> **YOUR TASK**
Return all lines of the records that contain the word "shared".

*** Opening of EXTRACTED ENTRIES ***

PR #555, opened 2018-07-26
Manage distributed_context using shared pointers

noraabiakar:
Execution_context now holds a shared pointer distributed_context and a shared pointer to a task_system.


arbor/communication/communicator.hpp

*** Close of EXTRACTED ENTRIES ***

> **WORKED SOLUTION**
Manage distributed_context using shared pointers
Execution_context now holds a shared pointer distributed_context and a shared pointer to a task_system.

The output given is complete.